Directions: If a line in the listing contains "MakeTable", copy it out whole.

▼

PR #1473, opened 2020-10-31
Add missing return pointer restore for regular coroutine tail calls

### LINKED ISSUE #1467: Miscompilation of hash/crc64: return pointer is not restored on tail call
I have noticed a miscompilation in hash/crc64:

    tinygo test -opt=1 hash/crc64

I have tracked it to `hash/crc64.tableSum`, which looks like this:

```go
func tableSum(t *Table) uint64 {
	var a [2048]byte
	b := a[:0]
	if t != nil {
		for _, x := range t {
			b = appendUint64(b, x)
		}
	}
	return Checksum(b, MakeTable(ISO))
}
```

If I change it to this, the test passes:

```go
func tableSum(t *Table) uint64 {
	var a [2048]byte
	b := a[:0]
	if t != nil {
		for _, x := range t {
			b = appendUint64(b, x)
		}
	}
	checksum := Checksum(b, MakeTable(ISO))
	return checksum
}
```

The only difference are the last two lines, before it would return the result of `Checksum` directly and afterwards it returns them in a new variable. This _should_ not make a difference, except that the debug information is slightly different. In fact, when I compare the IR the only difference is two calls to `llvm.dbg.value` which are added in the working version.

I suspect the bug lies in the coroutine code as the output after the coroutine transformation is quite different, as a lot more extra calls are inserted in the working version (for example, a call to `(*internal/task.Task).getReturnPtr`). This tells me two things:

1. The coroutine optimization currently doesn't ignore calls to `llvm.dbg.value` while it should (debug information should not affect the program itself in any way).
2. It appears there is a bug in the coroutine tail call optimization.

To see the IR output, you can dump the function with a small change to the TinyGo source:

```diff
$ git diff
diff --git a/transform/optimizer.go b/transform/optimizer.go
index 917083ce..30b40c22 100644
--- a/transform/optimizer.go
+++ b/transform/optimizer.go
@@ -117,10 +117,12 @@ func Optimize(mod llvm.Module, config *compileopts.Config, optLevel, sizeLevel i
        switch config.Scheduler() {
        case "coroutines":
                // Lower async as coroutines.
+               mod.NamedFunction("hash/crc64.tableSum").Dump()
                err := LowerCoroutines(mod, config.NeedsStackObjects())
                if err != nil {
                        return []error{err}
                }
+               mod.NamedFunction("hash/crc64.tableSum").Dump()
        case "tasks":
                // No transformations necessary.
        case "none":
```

▲
▼

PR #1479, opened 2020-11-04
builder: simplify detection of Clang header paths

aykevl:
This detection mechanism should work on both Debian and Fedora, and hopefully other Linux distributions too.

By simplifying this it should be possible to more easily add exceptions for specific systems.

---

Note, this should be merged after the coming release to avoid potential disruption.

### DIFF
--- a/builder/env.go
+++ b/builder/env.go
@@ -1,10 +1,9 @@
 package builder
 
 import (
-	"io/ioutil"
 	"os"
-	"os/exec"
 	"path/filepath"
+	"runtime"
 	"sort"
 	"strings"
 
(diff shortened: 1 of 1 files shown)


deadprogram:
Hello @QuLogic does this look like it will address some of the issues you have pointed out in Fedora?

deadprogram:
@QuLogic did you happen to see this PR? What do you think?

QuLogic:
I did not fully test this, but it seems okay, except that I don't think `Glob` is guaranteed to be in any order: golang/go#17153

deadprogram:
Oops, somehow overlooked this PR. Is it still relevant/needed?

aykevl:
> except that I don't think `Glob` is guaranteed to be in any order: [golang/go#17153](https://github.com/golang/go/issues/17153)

▲
▼

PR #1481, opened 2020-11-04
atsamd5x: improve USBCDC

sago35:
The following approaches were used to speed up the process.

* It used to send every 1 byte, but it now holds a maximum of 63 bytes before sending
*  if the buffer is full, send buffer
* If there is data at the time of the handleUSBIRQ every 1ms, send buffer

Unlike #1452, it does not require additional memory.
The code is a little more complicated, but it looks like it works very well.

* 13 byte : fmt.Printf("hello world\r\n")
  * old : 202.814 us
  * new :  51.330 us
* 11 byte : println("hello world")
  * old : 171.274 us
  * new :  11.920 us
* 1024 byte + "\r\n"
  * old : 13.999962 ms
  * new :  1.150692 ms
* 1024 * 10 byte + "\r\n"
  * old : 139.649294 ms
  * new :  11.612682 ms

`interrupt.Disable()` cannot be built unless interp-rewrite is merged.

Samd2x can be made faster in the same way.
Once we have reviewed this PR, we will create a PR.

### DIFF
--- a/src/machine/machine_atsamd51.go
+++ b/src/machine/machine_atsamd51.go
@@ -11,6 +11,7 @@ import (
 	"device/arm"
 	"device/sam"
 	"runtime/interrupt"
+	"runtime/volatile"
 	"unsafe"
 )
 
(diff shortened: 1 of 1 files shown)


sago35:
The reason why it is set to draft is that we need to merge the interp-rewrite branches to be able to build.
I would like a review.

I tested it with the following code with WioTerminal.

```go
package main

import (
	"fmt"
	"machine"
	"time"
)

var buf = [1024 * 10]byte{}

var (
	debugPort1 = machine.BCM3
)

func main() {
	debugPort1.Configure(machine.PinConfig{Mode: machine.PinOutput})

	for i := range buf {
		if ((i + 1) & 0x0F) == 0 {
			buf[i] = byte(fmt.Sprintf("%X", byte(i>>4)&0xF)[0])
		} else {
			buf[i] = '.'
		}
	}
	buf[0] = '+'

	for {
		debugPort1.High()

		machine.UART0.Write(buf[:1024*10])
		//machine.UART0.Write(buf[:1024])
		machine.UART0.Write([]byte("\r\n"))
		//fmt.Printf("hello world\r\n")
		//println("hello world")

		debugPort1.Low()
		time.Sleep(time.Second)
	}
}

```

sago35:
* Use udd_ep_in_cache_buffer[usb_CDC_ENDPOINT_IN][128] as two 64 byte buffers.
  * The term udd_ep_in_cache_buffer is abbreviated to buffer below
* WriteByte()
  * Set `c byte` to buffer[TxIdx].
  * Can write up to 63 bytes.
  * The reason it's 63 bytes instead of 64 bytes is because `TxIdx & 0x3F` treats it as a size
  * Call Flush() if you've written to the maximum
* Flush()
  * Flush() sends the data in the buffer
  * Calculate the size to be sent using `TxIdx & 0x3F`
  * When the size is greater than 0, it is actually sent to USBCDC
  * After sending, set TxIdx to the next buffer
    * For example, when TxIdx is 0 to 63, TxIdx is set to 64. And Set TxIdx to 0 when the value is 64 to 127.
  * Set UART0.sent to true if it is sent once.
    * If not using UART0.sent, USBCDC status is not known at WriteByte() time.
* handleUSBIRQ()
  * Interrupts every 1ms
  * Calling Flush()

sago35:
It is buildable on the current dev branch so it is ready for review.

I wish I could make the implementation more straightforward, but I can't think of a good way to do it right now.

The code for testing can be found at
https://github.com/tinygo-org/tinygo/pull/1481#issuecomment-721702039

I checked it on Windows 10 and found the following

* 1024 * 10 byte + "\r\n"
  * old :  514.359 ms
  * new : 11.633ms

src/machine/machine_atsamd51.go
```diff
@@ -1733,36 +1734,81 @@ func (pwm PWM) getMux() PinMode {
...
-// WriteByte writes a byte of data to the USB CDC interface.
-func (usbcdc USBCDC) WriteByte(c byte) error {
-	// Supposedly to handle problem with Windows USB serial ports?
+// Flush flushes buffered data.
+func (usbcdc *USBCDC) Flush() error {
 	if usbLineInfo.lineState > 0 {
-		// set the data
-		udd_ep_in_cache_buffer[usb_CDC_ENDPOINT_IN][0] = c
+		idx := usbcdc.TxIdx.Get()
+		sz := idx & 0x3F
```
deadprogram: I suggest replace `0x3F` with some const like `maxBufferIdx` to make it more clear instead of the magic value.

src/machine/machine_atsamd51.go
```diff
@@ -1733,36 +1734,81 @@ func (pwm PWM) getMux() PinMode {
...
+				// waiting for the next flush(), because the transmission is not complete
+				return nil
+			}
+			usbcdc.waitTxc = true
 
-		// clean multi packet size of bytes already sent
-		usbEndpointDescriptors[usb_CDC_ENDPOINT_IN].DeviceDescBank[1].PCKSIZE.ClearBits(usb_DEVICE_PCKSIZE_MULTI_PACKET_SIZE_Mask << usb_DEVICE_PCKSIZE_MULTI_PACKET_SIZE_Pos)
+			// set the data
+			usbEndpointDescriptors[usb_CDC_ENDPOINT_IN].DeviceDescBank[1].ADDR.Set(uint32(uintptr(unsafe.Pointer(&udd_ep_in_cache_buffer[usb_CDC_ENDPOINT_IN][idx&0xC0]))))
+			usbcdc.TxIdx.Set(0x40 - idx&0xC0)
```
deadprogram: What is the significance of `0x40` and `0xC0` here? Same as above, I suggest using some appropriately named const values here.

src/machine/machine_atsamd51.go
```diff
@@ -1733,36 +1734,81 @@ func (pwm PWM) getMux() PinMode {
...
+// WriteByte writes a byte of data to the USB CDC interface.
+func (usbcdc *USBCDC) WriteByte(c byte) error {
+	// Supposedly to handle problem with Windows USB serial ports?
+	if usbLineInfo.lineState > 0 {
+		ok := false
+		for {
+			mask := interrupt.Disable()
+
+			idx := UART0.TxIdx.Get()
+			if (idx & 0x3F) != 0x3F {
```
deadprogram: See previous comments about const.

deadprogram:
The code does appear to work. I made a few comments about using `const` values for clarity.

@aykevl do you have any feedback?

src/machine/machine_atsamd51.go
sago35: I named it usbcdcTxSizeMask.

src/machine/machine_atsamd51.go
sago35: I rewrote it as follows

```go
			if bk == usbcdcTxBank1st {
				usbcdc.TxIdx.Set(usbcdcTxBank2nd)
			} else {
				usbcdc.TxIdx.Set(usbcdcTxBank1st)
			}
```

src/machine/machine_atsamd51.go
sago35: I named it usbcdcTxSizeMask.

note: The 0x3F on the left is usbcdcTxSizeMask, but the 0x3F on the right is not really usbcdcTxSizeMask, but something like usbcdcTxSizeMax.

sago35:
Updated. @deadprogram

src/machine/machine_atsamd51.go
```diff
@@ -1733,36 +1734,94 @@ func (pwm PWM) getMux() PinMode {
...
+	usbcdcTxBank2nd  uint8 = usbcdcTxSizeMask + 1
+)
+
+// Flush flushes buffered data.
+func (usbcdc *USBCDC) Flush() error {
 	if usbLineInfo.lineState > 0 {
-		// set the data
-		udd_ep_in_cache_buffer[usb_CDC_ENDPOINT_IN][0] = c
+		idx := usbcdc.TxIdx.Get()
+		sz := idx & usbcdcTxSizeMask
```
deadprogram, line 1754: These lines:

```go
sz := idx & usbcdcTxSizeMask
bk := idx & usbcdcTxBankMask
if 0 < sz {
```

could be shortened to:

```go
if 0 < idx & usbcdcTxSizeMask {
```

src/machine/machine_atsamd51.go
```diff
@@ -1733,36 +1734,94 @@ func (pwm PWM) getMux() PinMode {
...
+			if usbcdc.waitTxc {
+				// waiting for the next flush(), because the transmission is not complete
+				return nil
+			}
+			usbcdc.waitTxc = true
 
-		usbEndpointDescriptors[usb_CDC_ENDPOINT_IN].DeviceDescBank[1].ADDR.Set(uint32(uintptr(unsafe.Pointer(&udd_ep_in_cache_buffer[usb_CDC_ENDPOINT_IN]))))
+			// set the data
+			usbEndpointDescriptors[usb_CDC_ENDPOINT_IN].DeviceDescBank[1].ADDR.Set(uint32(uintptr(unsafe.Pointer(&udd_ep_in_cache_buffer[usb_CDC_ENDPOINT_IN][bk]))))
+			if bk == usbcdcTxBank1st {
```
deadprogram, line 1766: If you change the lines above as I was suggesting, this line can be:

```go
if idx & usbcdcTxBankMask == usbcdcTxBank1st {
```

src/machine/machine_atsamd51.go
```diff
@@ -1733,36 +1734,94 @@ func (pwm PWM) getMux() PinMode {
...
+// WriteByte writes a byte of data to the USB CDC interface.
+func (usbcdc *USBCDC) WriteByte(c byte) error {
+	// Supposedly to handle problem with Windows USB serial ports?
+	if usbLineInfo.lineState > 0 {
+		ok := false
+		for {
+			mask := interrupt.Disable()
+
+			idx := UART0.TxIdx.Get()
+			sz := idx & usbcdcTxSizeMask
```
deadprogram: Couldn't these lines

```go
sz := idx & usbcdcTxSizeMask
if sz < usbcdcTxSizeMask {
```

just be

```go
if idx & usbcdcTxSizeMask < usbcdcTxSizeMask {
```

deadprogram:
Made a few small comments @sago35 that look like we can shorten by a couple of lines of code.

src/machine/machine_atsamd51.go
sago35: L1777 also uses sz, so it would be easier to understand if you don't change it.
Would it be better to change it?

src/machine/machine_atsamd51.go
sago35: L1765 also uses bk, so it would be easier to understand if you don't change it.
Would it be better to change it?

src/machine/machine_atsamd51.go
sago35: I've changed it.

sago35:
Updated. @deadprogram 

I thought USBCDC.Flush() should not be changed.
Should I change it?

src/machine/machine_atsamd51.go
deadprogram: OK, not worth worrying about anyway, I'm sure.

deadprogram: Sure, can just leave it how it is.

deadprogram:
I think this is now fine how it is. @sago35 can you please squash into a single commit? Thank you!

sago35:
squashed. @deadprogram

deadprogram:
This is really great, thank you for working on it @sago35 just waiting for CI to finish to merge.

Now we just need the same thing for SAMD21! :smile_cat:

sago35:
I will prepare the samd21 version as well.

▲

Answer to this exercise:
	return Checksum(b, MakeTable(ISO))
	checksum := Checksum(b, MakeTable(ISO))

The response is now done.